Unit 12: Comparing Two Populations
|Main Concepts | Demonstration | Teaching Tips | Data Analysis & Activity | Practice Questions | Connections | Fathom Tutorial | Milestone|
Data Analysis & Activity
Students have a hard time understanding whether or not to treat a dataset as "paired." In this activity, we're going to see why "pairing" is important, and why it's wrong to treat paired data as two independent samples.
1) Download the acid rain data set and load it into Fathom.
2) This data set includes pH measurements from rain samples at
32 locations in a particular county.

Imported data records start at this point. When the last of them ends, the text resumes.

PR #146, opened 2020-12-31
feat: vault deposit limit zero on initialization

### LINKED ISSUE #121: Set Deposit Limit to 0 on deployment
Currently, the deposits are unlimited on deployment. This is potentially problematic, as we shouldn't allow Vaults to be immediately available during the setup/configuration phase. Due to how deployments are handled, it would be safer to have to set this manually in order to "open up" the Vault for deposits once deployed to mainnet, which can use multicall in order to set all the parameters needed at once, including Strategy approvals, Guest List, etc.

hrharder:
fixes #121 

- Remove set deposit limit to `2 ** 256 - 1` in `initialize`
- By default, deposit limit is `0` on construction (must call `setDepositLimit` afterwards to enable deposits)
- Removes `UpdateDepositLimit` event in `initialize`
- Updates all necessary tests & documentation

### DIFF
--- a/contracts/Vault.vy
+++ b/contracts/Vault.vy
@@ -241,7 +241,8 @@ def initialize(
         deployed.
         The performance fee is set to 10% of yield, per Strategy.
         The management fee is set to 2%, per year.
-        There is no initial deposit limit.
+        There initial deposit limit is set to 0 (deposits disabled); it must be
+        updated after initialization.
     @dev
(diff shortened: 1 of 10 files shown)


hrharder:
@fubuloubu LMK what you think -- and apologies; haven't been able to get to this until now (lots going on with day job, holidays etc.)

Macarse (approved):

fubuloubu (approved):

PR #161, opened 2021-01-25
test: add reporting gains tests

steffenix:
@fubuloubu  Would that do for: `Vault.report()` w/ 0% fees & profit ?


fubuloubu (changes requested):

fubuloubu (approved):
Increase coverage of `Vault._assessFees` from 93.8% to 100%

Issue #160, opened 2021-01-24
Management fee is charged on total assets at time of harvest leading to unfairly high fees for early LPs


Grandthrax:
![image](https://user-images.githubusercontent.com/1507729/105635339-27a31980-5e5a-11eb-9eeb-6913850fcb8c.png)

Management fee is calculated during report. It takes the current total assets and calculated by taking the difference between current timestamp and the last reported time. This is grossly unfair for the initial depositors if there is a big wait time between vault creation and first harvest. 

Let's look at Hegic for example. Hegic vault [was created 15 days ago](https://etherscan.io/tx/0x6ae08b5f843c0663af648c58adbb4545d9a721e93e060369be7e165530830a45). first harvest was [3 days ago](https://etherscan.io/tx/0xc83a10347239c913fe1fbc171982e77191943b08c1e5022b15520333ce379c53). 

So hegic vault created. Over the next two weeks it sits empty. Then money ($450k) is deposited and harvest is run. That deposit is charges management fee as if it had been in the vault for two weeks.

As we can see in the tx report users are charged about 743 HEGIC on their deposits of 1_146_733 HEGIC (0.06%) even though nothing has happened yet.

Suggest that we use total assets at last report. Not current total assets.

dougstorm:
Good catch, I would suggest mitigation on new vault deployments to deposit a small amount and run harvest as close as possible to activation, would that mitigate the issue @Grandthrax ?

fubuloubu:
Potential solution: only charge mgmt on invested funds e.g. `Vault.totalDebt`

This will eliminate issues when Vaults are first stood up but deposited funds are uninvested, and ensures an incentive exists for governance to add more strategies and use up the debt ratio effectively.

PR #162, opened 2021-01-25
fix: only charge mgmt fee on invested funds

fubuloubu:
fixes: #160


Macarse (approved):
You should add a test :)

fubuloubu:
> You should add a test :)

leave that as an exercise for the reader lol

A substance at room temperature is
The first variable, "lastyear", consists of measurements taken from water samples from 32 locations last year. County officials are concerned that the rainwater is becoming more acidic, which would indicate a problem with pollution. The second variable, "thisyear", consists of measurements taken from the same sites as in "lastyear". Our goal is to determine whether the mean pH level has fallen since last year.

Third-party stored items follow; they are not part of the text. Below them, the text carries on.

PR #166, opened 2021-01-26
Deploy script improvements

matkam:
The `newExperimentalVault(...)` function in the [current registry contract](https://etherscan.io/address/0xe15461b18ee31b7379019dc523231c57d1cbc18c#writeContract) expects `guardian` at argument index 2 instead of 3.

Also when deploying experimental vaults, default `governance` to the `dev` address to make it easier to set it up.

### DIFF
--- a/scripts/deploy.py
+++ b/scripts/deploy.py
@@ -57,7 +57,13 @@ def main():
         use_proxy = True
 
     token = Token.at(get_address("ERC20 Token"))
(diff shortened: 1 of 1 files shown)


fubuloubu (approved):

fubuloubu:
@matkam fix your commit messages to work with [commitlint](https://commitlint.js.org/#/), and run `black` on your changes, and we should be good to go!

As a first step, we'll consider the variables separately (unpaired). Make an appropriate graphical summary. (a) Describe the graph. (b) What would you conclude?

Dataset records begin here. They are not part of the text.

PR #167, opened 2021-01-27
Profit lock up that increases share price steadily over time

Grandthrax:
This solution reduces the pricePerShare by an amount equivalent to the locked up profit.

When a strategy reports a gain it is stored as lockedProfit. This amount is degraded per second so that after a certain period of time it can all be withdrawn. Default is 6 hours. 

If user withdraws on same block but after the harvest they will get a withdrawal as if harvest didn't happen. 

User deposits go in at the 'full share price'. If they deposit in the period of profit lockup they need to wait until the period is over before they get all their money back. This works like a withdrawal fee that only lasts 6 hours. 

This should stop the sandwich attack as the attacker would need to wait the full 6 hours before they can withdraw and get the profit share they are sandwiching.


contracts/Vault.vy
```diff
@@ -437,7 +449,6 @@ def setDepositLimit(limit: uint256):
     self.depositLimit = limit
     log UpdateDepositLimit(limit)
 
-
```
fubuloubu, line 440: keep the double line spacing

chriswessels:
Nice! This is a great solution to sandwich attacks without detrimenting regular users 🔥

contracts/Vault.vy
Grandthrax: fixed 05d5a59c07b731d8148f287f978b640bbd87dff8

lbertenasco:
@Grandthrax , As it is right now, if a user deposits while lockedProfit > 0, and instantly withdraws, he'll lose a % on his initial underlying due to the lockedProfit earnings being only calculated on withdrawal, right?
to clarify:
- deposit share-price => increase on harvest (or whenever underlying ends up in the strategy)
- withdraw share-price => depends on `lockedProfit, lockedProfitDegration and lastReport` [ always equal or less than deposit share-price]

Grandthrax:
> @Grandthrax , As it is right now, if a user deposits while lockedProfit > 0, and instantly withdraws, he'll lose a % on his initial underlying due to the lockedProfit earnings being only calculated on withdrawal, right?

Yes exactly. That's what I meant by this part in the initial comment:
_"User deposits go in at the 'full share price'. If they deposit in the period of profit lockup they need to wait until the period is over before they get all their money back. This works like a withdrawal fee that only lasts 6 hours."_

lbertenasco:
@Grandthrax  awesome! If there is a new harvest before the 6hs period. the user will be able to withdraw the with the full share-price of the first harvest right?
i.e. 
- user deposit
- 1st harvest for 10k on block 100 (withdraw-share-price not increased)
- 2nd harvest for 1wei on block 101 (withdraw-share-price increased by 10k but not 1 wei)
This might be a bit over the top, but it's something we'll need to take into account.
Maybe it'd be better to update (not overwrite) the `lockedProfit`

contracts/Vault.vy
```diff
@@ -1536,6 +1552,7 @@ def report(gain: uint256, loss: uint256, _debtPayment: uint256) -> uint256:
     # Update reporting time
     self.strategies[msg.sender].lastReport = block.timestamp
     self.lastReport = block.timestamp
+    self.lockedProfit = gain # profit is locked and gradually released per block
```
dougstorm, line 1555: i was trying to see if there was a way to fix this from baseStrategy, but realized is going to complicate the strat code on the reporting, also is like "lying" to the vault about the actual gain, i think is the concern of the vault to keep accurate share price so your fix needs to be on the Vault

contracts/Vault.vy
```diff
@@ -813,9 +825,13 @@ def deposit(_amount: uint256 = MAX_UINT256, recipient: address = msg.sender) ->
 @internal
 def _shareValue(shares: uint256) -> uint256:
     # Determines the current value of `shares`.
-    # NOTE: if sqrt(Vault.totalAssets()) > 1e37, this could potentially revert
-    # NOTE: using 1e3 for extra precision here, when decimals is low
-    return ((10 ** 3 * (shares * self._totalAssets())) / self.totalSupply) / 10 ** 3
+        # NOTE: if sqrt(Vault.totalAssets()) >>> 1e39, this could potentially revert
+    lockedFundsRatio: uint256 = (block.timestamp - self.lastReport) * self.lockedProfitDegration
```
dougstorm, line 829: i wonder if on line 959 we can have two internal ShareValues, the complete one for pricePerShare, and if the user lastDeposit was within a certain time frame (add blocktimestamp on deposit), we don't need to add this calc and save the user some gas, this only applies to users that deposited briefly before the window of lastReport.

More of an optimization.

dougstorm (approved):
LGTM! added test against attack and profit is greatly reduced compared to existing code

dougstorm:
Added some testing with a few notes i have:

the fix greatly reduces the profitability of sandwiching between harvest to almost neutral EV it seems

the only caveat i see with the approach that may be and issue, is lockedProfit is a global variable on vault

meaning if two strats are close to same block time reporting a gain, the last amount will overwrite the previous one, if the gain is bigger it seems to work out ok, but if second report gain its less, it sort of frees the fraction of funds from first strat to be available before degradation.

harvest time: strat1-> 1pm = 100 ETHER gain
harvest time: strat2-> 2pm = 50 ETHER gain

it frees up 50 ETHER from first strat harvest on the second one, unless im missing smth.

contracts/Vault.vy
```diff
@@ -219,7 +219,9 @@ debtRatio: public(uint256)  # Debt ratio for the Vault across all strategies (in
 totalDebt: public(uint256)  # Amount of tokens that all strategies have borrowed
 lastReport: public(uint256)  # block.timestamp of last report
 activation: public(uint256)  # block.timestamp of contract deployment
+lockedProfit: public(uint256) # how much profit is locked and cant be withdrawn
```
fubuloubu, line 222: If we add a mapping of per-strategy profit locked (or add it to the struct), we could make this an aggregated value, and the adjust the aggregated value during report (subtract the old per-strategy value, then add the new)

contracts/Vault.vy
```diff
@@ -855,11 +867,15 @@ def deposit(_amount: uint256 = MAX_UINT256, recipient: address = msg.sender) ->
...
-    # NOTE: if sqrt(Vault.totalAssets()) > 1e37, this could potentially revert
-    # NOTE: using 1e3 for extra precision here, when decimals is low
-    return ((10 ** 3 * (shares * self._totalAssets())) / self.totalSupply) / 10 ** 3
-
-
+        # NOTE: if sqrt(Vault.totalAssets()) >>> 1e39, this could potentially revert
+    lockedFundsRatio: uint256 = (block.timestamp - self.lastReport) * self.lockedProfitDegration
+    freeFunds: uint256 = self._totalAssets() 
+    if(lockedFundsRatio < convert(1e18, uint256)):
+        freeFunds = freeFunds - (self.lockedProfit - (lockedFundsRatio * self.lockedProfit / convert(1e18, uint256)))
```
fubuloubu, line 874: Can probably turn this into a `min(freeFunds, ...)` statement

contracts/test/Token.sol
```diff
@@ -34,4 +34,9 @@ contract Token is ERC20 {
     ) public {
         super.transferFrom(sender, recipient, amount);
     }
+
+    // Public mint function. Do not use in production.
+    function mint(uint256 amount) public {
+        _mint(msg.sender, amount);
+    }
```
fubuloubu, line 41: Is this used anywhere?

tests/functional/strategy/test_misc.py
```diff
@@ -134,3 +134,55 @@ def test_set_metadataURI(gov, strategy, rando):
     assert strategy.metadataURI() == "ipfs://test2"
     with brownie.reverts():
         strategy.setMetadataURI("ipfs://fake", {"from": rando})
+
+
+def test_sandwich_attack(
+    chain, TestStrategy, web3, token, gov, vault, strategist, rando
+):
```
fubuloubu, line 141: Seems like this test show live under `functional/vault/`

tests/functional/strategy/test_misc.py
```diff
@@ -134,3 +134,55 @@ def test_set_metadataURI(gov, strategy, rando):
...
+    # strategy is returning 0.02%. Equivalent to 35.6% a year at 5 harvests a day
+    profit_to_be_returned = token.balanceOf(strategy) / 5000
+    token.transfer(strategy, profit_to_be_returned, {"from": honest_lp})
+
+    # now for the attack
+
+    # attacker sees harvest enter tx pool
+    attack_amount = balance
+
+    print(f"Attack Capital: {attack_amount}")
```
fubuloubu, line 167: No print statements please, use `assert`

tests/functional/strategy/test_withdrawal.py
```diff
@@ -20,3 +20,58 @@ def test_withdraw(chain, gov, token, vault, strategy, rando):
     # Anything over what we can liquidate is totally withdrawn
     strategy.withdraw(balance, {"from": vault.address})
     assert strategy.estimatedTotalAssets() == 0
+
+
+def test_user_withdraw(chain, gov, token, vault, strategy, rando):
```
fubuloubu, line 25: Better in `functional/vault/`?

tests/functional/strategy/test_withdrawal.py
```diff
@@ -20,3 +20,58 @@ def test_withdraw(chain, gov, token, vault, strategy, rando):
...
+    assert vault.pricePerShare() == pricePerShareBefore * 2  # profit
+    assert vault.totalAssets() == deposit * 2  # profit
+
+    vault.withdraw({"from": gov})
+
+    assert vault.totalSupply() == 0
+    assert token.balanceOf(vault) == 0  # all money withdrawn but some profit left
+
+
+def test_profit_degration(chain, gov, token, vault, strategy, rando):
```
fubuloubu, line 49: Better in `functional/vault/`?

contracts/test/Token.sol
dougstorm: i think we can remove

tests/functional/strategy/test_withdrawal.py
steffenix: Yes

contracts/Vault.vy
dougstorm: i think that ideas is good since with more strategies overwriting last Report could become an issue. Main thing is we can make sure it doesnt over complicate the change, since this is an improvement already over current code.

contracts/Vault.vy
fubuloubu: This at least makes things a little cleaner (the exact same code)
```suggestion
        freeFunds -= self.lockedProfit - (lockedFundsRatio * self.lockedProfit / convert(1e18, uint256))
```

fubuloubu: Also, why bother doing `convert(1e18, uint256)` when you can just do `10 ** 18`?

contracts/Vault.vy
fubuloubu: Turn this into an issue, and we'll loop back to it later

tests/functional/strategy/test_withdrawal.py
dougstorm: solved in latest

tests/functional/strategy/test_withdrawal.py
dougstorm: done in latest

tests/functional/strategy/test_misc.py
dougstorm: done in latest

tests/functional/strategy/test_misc.py
dougstorm: done in latest

contracts/test/Token.sol
dougstorm: removed in latest

contracts/Vault.vy
dougstorm: Done
https://github.com/iearn-finance/yearn-vaults/issues/196

dougstorm (approved):
Looks good based on latest changes suggested!

contracts/Vault.vy
steffenix: I think the 10 ** 18 should be a constant define on top

dougstorm: resolved in latest

contracts/Vault.vy
```diff
@@ -428,6 +432,15 @@ def setRewards(rewards: address):
     self.rewards = rewards
     log UpdateRewards(rewards)
 
+@external
+def setLockedProfitDegration(degration: uint256):
```
fubuloubu, line 436: Should `degration` be limited to within a range?

steffenix: It should not be bigger than the `DEGREDATION_COEFFICIENT`

dougstorm: added in 62812d6

contracts/Vault.vy
```diff
@@ -855,11 +869,15 @@ def deposit(_amount: uint256 = MAX_UINT256, recipient: address = msg.sender) ->
 @internal
 def _shareValue(shares: uint256) -> uint256:
     # Determines the current value of `shares`.
-    # NOTE: if sqrt(Vault.totalAssets()) > 1e37, this could potentially revert
-    # NOTE: using 1e3 for extra precision here, when decimals is low
-    return ((10 ** 3 * (shares * self._totalAssets())) / self.totalSupply) / 10 ** 3
```
fubuloubu, line 860: Oops, just noticed this was dropped

contracts/Vault.vy
```diff
@@ -855,11 +869,15 @@ def deposit(_amount: uint256 = MAX_UINT256, recipient: address = msg.sender) ->
...
+        # NOTE: if sqrt(Vault.totalAssets()) >>> 1e39, this could potentially revert
+    lockedFundsRatio: uint256 = (block.timestamp - self.lastReport) * self.lockedProfitDegration
+    freeFunds: uint256 = self._totalAssets()
 
+    if(lockedFundsRatio < DEGREDATION_COEFFICIENT):
+        freeFunds -= (self.lockedProfit - (lockedFundsRatio * self.lockedProfit / DEGREDATION_COEFFICIENT))
+    return (shares * freeFunds) / self.totalSupply
```
fubuloubu, line 878:
```suggestion
    # NOTE: using 1e3 for extra precision here, when decimals is low
    return ((10 ** 3 * (shares * freeFunds)) / self.totalSupply) / 10 ** 3
```

fubuloubu (changes requested):

contracts/Vault.vy
dougstorm: nice catch!, added in bac31e0

fubuloubu (approved):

3) Find a 95% confidence interval for the difference in the mean pH level for the current year and for last year. What do you conclude about the difference of the means?
4) Perform a hypothesis test with a 5% significance level to see whether the mean pH level is lower this year.
Now we'll "pair" the data. The reason for pairing is that the measures in each year come from the same site. So, for example, the first value in "lastyear" is taken from the same site as the first value for "thisyear". And for this reason, we have good reason to suspect that the assumption that the samples are independent has been violated.
5) Create a new variable called "diff". In Fathom, click twice on the collection to open the inspector. (If the inspector is already open, skip this step.) On the inspector, click on the "New Attribute" field and name the new attribute "diff". Click twice on the "formula" field that corresponds to this new attribute. Type "thisyear-lastyear" ; the new variable will now have the value of this year's value minus last year's.
6) Make an appropriate graphical summary of the difference between the two years. Describe the graph and state your (preliminary) conclusion.
7) Find a 95% confidence interval for the mean of the differences. What do you conclude?
8) Perform a hypothesis test with a 5% significance level on the difference of the means to see if the pH level is lower this year.
Why did we get different conclusions?
9) To see this, make a scatterplot of "thisyear" against "lastyear". What's the correlation?
10) Remember that the width of a confidence interval depends on the standard error of the estimator; the width of a confidence interval is 2*K*SE. Let Xbar represent the average of this year, and Ybar represent the average of last year. Then Var(Xbar-Ybar) = sigma2x/n + sigma2y/n - 2*rho*sigmax*sigmay, where rho is the correlation between X and Y. (To refresh your memory, review the data collection section of Unit 7.)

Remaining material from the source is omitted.